Can you help us understand how others can use and derive value from Ray DeltaCAT...

thedood · on July 31, 2024

Some of DeltaCAT's goals and use cases have been discussed in this 2022 talk: https://youtu.be/M3pZDp1zock?t=4676

Today, our immediate next goal for DeltaCAT is to ensure that the compactor, and similar procedures for Ray, can run on Apache Iceberg. So, if you're an Iceberg user relying on procedures like Spark's "rewrite_data_files" and/or "rewrite_positional_delete_files" to compact your datasets today, then DeltaCAT will let you easily run similar compaction procedures on Ray to realize similar efficiency/scale improvements (even if it winds up delegating some of the work to other projects like PyIceberg, Daft, etc. along the way).

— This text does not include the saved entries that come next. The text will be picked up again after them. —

PR #11019, opened 2020-08-18
RavenDB-15509 Cannot delete by query from studio

Danielle9897:


src/Raven.Studio/typescript/viewmodels/database/query/query.ts
```diff
@@ -757,6 +766,9 @@ class query extends viewModelBase {
             return;
         }
         
+        // if index was defined outside of current view then we don't know that at this point, so must fetch
+        this.fetchAllIndexes(this.activeDatabase());
```
ml054: wait it means, we *have to* fetch *all* indexes on *every* query?

arekpalinski: https://issues.hibernatingrhinos.com/issue/RavenDB-15509#focus=Comments-67-49974.0-0

src/Raven.Studio/typescript/viewmodels/database/query/query.ts
```diff
@@ -644,8 +635,15 @@ class query extends viewModelBase {
         if (!indexName)
             return null;
 
-        const indexes = this.indexes() || [];
-        return indexes.find(i => i.Name === indexName);
+        let currentIndex = this.indexes() ? this.indexes().find(i => i.Name === indexName) : null;
+        
+        if (!currentIndex) {
+            // fetch indexes since this view may not be up-to-date if index was defined outside of studio
+            this.fetchAllIndexes(this.activeDatabase());
```
ml054: it won't work - fetch is async operation, so currentIndex will still be falsy in next line.

src/Raven.Studio/typescript/viewmodels/database/query/query.ts
```diff
@@ -635,8 +634,28 @@ class query extends viewModelBase {
...
-        const indexes = this.indexes() || [];
-        return indexes.find(i => i.Name === indexName);
+        let currentIndex = this.indexes() ? this.indexes().find(i => i.Name === indexName) : null;
+        
+        if (currentIndex) {
+            return currentIndex;
+        }
+        
+        // fetch indexes since this view may not be up-to-date if index was defined outside of studio
+        const deferred = $.Deferred();
```
ml054: create $.Deferred<string> and resolve with proper value - instead of creating variable for that.

src/Raven.Studio/typescript/viewmodels/database/query/query.ts
```diff
@@ -635,8 +634,28 @@ class query extends viewModelBase {
...
+            .done(() => {
+                currentIndex = this.indexes() ? this.indexes().find(i => i.Name === indexName) : null;
+                deferred.resolve();
+            })
+            .fail(() => {
+                currentIndex = null;
+                deferred.resolve();
+            });
+
+        $.when(deferred).done(() => {
```
ml054: here you simply return deferred.

src/Raven.Studio/typescript/viewmodels/database/query/query.ts
```diff
@@ -313,13 +314,15 @@ class query extends viewModelBase {
             this.queriedIndex() ? appUrl.forVisualizer(this.activeDatabase(), this.queriedIndex()) : null);
 
         this.isMapReduceIndex = ko.pureComputed(() => {
-            const currentIndex = this.getCurrentIndex();
+            this.getQueriedIndexInfo();
```
ml054, line 317: ?

src/Raven.Studio/typescript/viewmodels/database/query/query.ts
```diff
@@ -313,13 +314,15 @@ class query extends viewModelBase {
...
+            const currentIndex = this.queriedIndexInfo();
             return !!currentIndex && (currentIndex.Type === "AutoMapReduce" || currentIndex.Type === "MapReduce" || currentIndex.Type === "JavaScriptMapReduce");
         });
 
         this.queryResultsContainMatchingDocuments = ko.pureComputed(() => {
-            const currentIndex = this.getCurrentIndex();
-            return !!currentIndex && currentIndex.SourceType !== "TimeSeries" && currentIndex.SourceType !== "Counters" && !this.isMapReduceIndex();
+            this.getQueriedIndexInfo();
```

Going forward, we'd like DeltaCAT to also provide better general-purpose abstractions (e.g., reading/writing/altering large datasets) to simplify writing Ray apps in Python that work across (1) different catalog formats like Iceberg, Hudi, and Delta and (2) different distributed data processing frameworks like Ray Data, Daft, Modin, etc.

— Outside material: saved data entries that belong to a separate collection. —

PR #11024, opened 2020-08-19
RavenDB-15007 Distributed counters can overflow

karmeli87:


src/Raven.Server/Documents/CountersStorage.cs
```diff
@@ -1020,22 +1020,30 @@ private void MergeBlobAndDeleteVector(DocumentsOperationContext context, DbIdsHo
...
             var count = localCounterValues.Length / SizeOfCounterValues;
             long value = 0;
-
+            long uncheckedValue = 0;
             try
             {
                 for (int index = 0; index < count; index++)
                 {
+                    if (capOnOverflow)
+                        uncheckedValue = unchecked(value + ((CounterValues*)localCounterValues.Ptr)[index].Value);
```
ayende: This is confusing, better to run the sum operation again on the `catch` clause and use that there

ayende (approved):

ppekrol (approved):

From the perspective of an internal DeltaCAT developer, another goal is to just reduce the maintainability burden and dev hours required to write something like a compactor that works across multiple catalogs (i.e., by ensuring that all interfaces used by such a procedure can be readily implemented for multiple catalog formats like Iceberg, Hudi, Delta, etc.).